──────── RECORDS TO USE

PR #53, opened 2019-02-22
Add cudnn layernorm lowerbound benchmark

wanchaol:
Benchmark results:

```
Benchmarking LSTMs...
            name        avg_fwd          std_fwd          avg_bwd          std_bwd
cudnn_layernorm          32.71           0.7494            10.43          0.08965
jit_layernorm            41.25           0.7082            98.66             2.56
jit_layernorm_de         34.41           0.7501            113.3            1.037
```
only forward pass is valid

### DIFF
--- a/rnns/fastrnns/factory.py
+++ b/rnns/fastrnns/factory.py
@@ -267,6 +267,43 @@ def varlen_lstm_creator(script=False, **kwargs):
         backward=simple_backward)
 
 
+# cudnn_layernorm_lstm: since cudnn does not have Layernorm LSTM, we cannot benchmark
+# the lowerbound directly. Instead, we only benchmark the foward pass by mimicing the
+# computation of a cudnn lstm + seq_len * 3 layernorm computation. This should serve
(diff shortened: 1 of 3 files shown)


rnns/fastrnns/factory.py
```diff
@@ -267,6 +267,43 @@ def varlen_lstm_creator(script=False, **kwargs):
...
+            cy = ln_c(cy)
+
+        return out, (hy, cy)
+
+    return ModelDef(
+        inputs=[input, hidden],
+        params=flatten_list(module.all_weights),
+        forward=forward,
+        backward_setup=lstm_backward_setup,
+        backward=simple_backward)
```
zou3519: (just a note, no action items) The backward timing is a lower bound and probably not a model of what it should look like. Because of that, people looking at the benchmark should ignore the number. One way to do that is to set backward=None, this will make it so that the backward reports a 0.01 time (the launch overhead time) so it is obvious that the backward time is not valid

PR #91, opened 2015-06-11
Be definitive in the ##fileformat section

jmarshall:
This section is our opportunity to **specify** `##fileformat`, not just give an example.


jmarshall:
@pd3: okay to add this to the **VCFv4.3** branch?

pd3:
@jmarshall Sorry, I missed this. Yes, it's OK with me, thanks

────────────────

TASK DIRECTIONS: Repeat exactly, and only, the lines of the records above, starting with the line that contains "PR #91, opened 2015-06-11" and ending with the final line, both included.

ANSWER SPACE:
PR #91, opened 2015-06-11
Be definitive in the ##fileformat section

jmarshall:
This section is our opportunity to **specify** `##fileformat`, not just give an example.


jmarshall:
@pd3: okay to add this to the **VCFv4.3** branch?

pd3:
@jmarshall Sorry, I missed this. Yes, it's OK with me, thanks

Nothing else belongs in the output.